A 62‐year‐old man with a history of exposure to his grandchild diagnosed with erythema infectiosum presented with a 1‐week history of fever, polyarthralgias, and myalgias. Evaluation revealed a platelet count of 68,000 and Hgb 15.7. CT scan showed splenomegaly and intra‐abdominal lymphadenopathy. He presented 2 days later and was hospitalized for generalized urticaria, pruritus and lightheadedness. Platelet count at that time was 17,000, Hgb 7.2, and reticulocyte index 0.68. Laboratory studies were negative for Lyme and Ehrlichia serology. Peripheral blood film examination showed thrombocytopenia, areas of red cell agglutination, very rare schistocytes, and LDH > 900. The aPTT, PT and fibrinogen levels were normal. DAT was positive for IgG only and serologic tests (ELISA and IF assays) for PB‐19 were positive for IgM and IgG antibodies. Viral studies (HBV, HCV, HIV, and CMV) and autoimmune panel (ANA, ANCA, and anti‐GBM) were normal. On hospital day 5 he developed acute renal failure requiring hemodialysis. Renal biopsy showed thrombotic microangiopathy and cortical necrosis and ADAMTS13 was 57%. Flow cytometry showed findings consistent with low‐grade lymphoproliferative disorder (LPD). On hospital day 7 he developed a diffuse painful maculopapular rash sparing his back, intertriginous areas and oral mucosa with areas of necrosis. Cryoglobulins (CGs) were positive (CG 3% and IF showed type I cryoglobulinemia) and skin biopsy revealed findings consistent with cryoglobulinemia. He was started on high‐dose IV steroids and plasmapheresis. Bone marrow biopsy was significant for 20% small lymphocytes and <5% plasma cells consistent with LPD. He was treated with 4 doses of rituximab with resolution of symptoms clinically.
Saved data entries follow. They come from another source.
PR #3586, opened 2026-07-13
fix(pgvector): parenthesize `not in` clause so it does not escape an AND filter

chuenchen309:
### The bug

In the pgvector filter translation, `_not_in` renders:

```python
return SQL("{} IS NULL OR {} != ALL(%s)").format(field, field), [value]
```

with no surrounding parentheses. `not in` is the only comparison operator that produces an internal `OR`. When `_parse_logical_condition` joins sibling conditions with ` AND `, that ungrouped `OR` escapes the `AND` scope, because in SQL `AND` binds tighter than `OR`.

So this filter:

```python
{
    "operator": "AND",
    "conditions": [
        {"field": "meta.x", "operator": "==", "value": 5},
        {"field": "meta.author", "operator": "not in", "value": ["John", "Jane"]},
    ],
}
```

renders as:

```sql
WHERE ((meta->>'x')::integer = %s AND meta->>'author' IS NULL OR meta->>'author' != ALL(%s))
```

which SQL parses as `(x = 5 AND author IS NULL) OR (author != ALL(...))`. A document with `x = 999, author = 'Bob'` **wrongly matches** — the `not in` branch is OR'd against the entire rest of the `AND`, instead of being one required conjunct. The intended semantics are `x = 5 AND author not-in-list`.

This stayed hidden because the existing `test_logical_condition_nested` only nests `not in` under an `OR` (where the missing parentheses are harmless), and the base filter tests only AND-combine `==`.

### The fix

Wrap the expression in parentheses so the internal `OR` stays grouped:

```python
return SQL("({} IS NULL OR {} != ALL(%s))").format(field, field), [value]
```

### Tests

- Added `test_logical_condition_not_in_is_parenthesized_when_and_combined`, which AND-combines `not in` with another condition and asserts the `not in` clause is parenthesized. It fails before the change (the `OR` escapes the `AND`) and passes after.
- Updated `test_logical_condition_nested`'s expected SQL to include the now-parenthesized `not in` clause (semantically unchanged — it was already inside an `OR`).

Verified locally: `hatch run test:unit` passes (71 passed), `hatch run fmt` and `hatch run test:types` are clean.

---

### DIFF
--- a/integrations/pgvector/src/haystack_integrations/document_stores/pgvector/filters.py
+++ b/integrations/pgvector/src/haystack_integrations/document_stores/pgvector/filters.py
@@ -229,7 +229,7 @@ def _not_in(field: Composable, value: Any) -> tuple[Composed, list]:
     if not isinstance(value, list):
         msg = f"{field}'s value must be a list when using 'not in' comparator in Pinecone"
         raise FilterError(msg)
-    return SQL("{} IS NULL OR {} != ALL(%s)").format(field, field), [value]
+    return SQL("({} IS NULL OR {} != ALL(%s))").format(field, field), [value]
 
 
 def _in(field: Composable, value: Any) -> tuple[Composed, list]:
--- a/integrations/pgvector/tests/test_filters.py
+++ b/integrations/pgvector/tests/test_filters.py
@@ -228,11 +228,30 @@ def test_logical_condition_nested():
         "("
         "(meta->>'domain' IS DISTINCT FROM %s OR meta->>'chapter' = ANY(%s))"
         " AND "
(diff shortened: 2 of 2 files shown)


sjrl:
Hey @chuenchen309 thanks for opening the PR! 

Please sign the CLA https://github.com/deepset-ai/haystack-core-integrations/pull/3586#issuecomment-4957879224 and then I'll go ahead with a review.

chuenchen309:
Hi @sjrl — looks like the CLA check is passing now ("Contributor License Agreement is signed", https://cla-assistant.io/deepset-ai/haystack-core-integrations?pullRequest=3586). Let me know if there's anything else needed on my end for review.

sjrl (approved):
Thanks for the fix!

We report an unusual case of a patient with type I CG and parvovirus infection with overlapping clinical and laboratory features. Immune‐mediated autoimmune hemolytic anemia, thrombocytopenia and CG have been reported to occur in both these conditions. In patients with parvovirus B19 (PB‐19) infection, autoimmune antibodies may be induced due to the presence of proinflammatory cytokines or shared antigenic epitopes between viral and host cells. Type I CG is typically found in patients with lymphoproliferative disorders or multiple myeloma, whereas type II is typically associated with viral infections. Patients with type 1 cryoglobulinemia, as found in our patient, may rarely develop renal disease as a result of thrombotic disease. We speculate that immune stimulation and lymphoproliferation due to the PB‐19 may have accounted for the pathogenic CG response
Though parvovirus is commonly associated with type II/III CG, one needs to recognize the rare but plausible association of PB‐19 with type I CG. Also understand the appropriate treatment of type I CG associated with parvovirus B19 and low‐grade lymphoproliferative disorder
To cite this abstract:Epperla N, Yale S. Its All in the Rash: The Association of Parvovirus B‐19 and Type 1 Cryoglobulinemia. Abstract published at Hospital Medicine 2013, May 16-19, National Harbor, Md. Abstract 419. Journal of Hospital Medicine. 2013; 8 (suppl 2). https://www.shmabstracts.com/abstract/its-all-in-the-rash-the-association-of-parvovirus-b19-and-type-1-cryoglobulinemia/. Accessed May 20, 2019.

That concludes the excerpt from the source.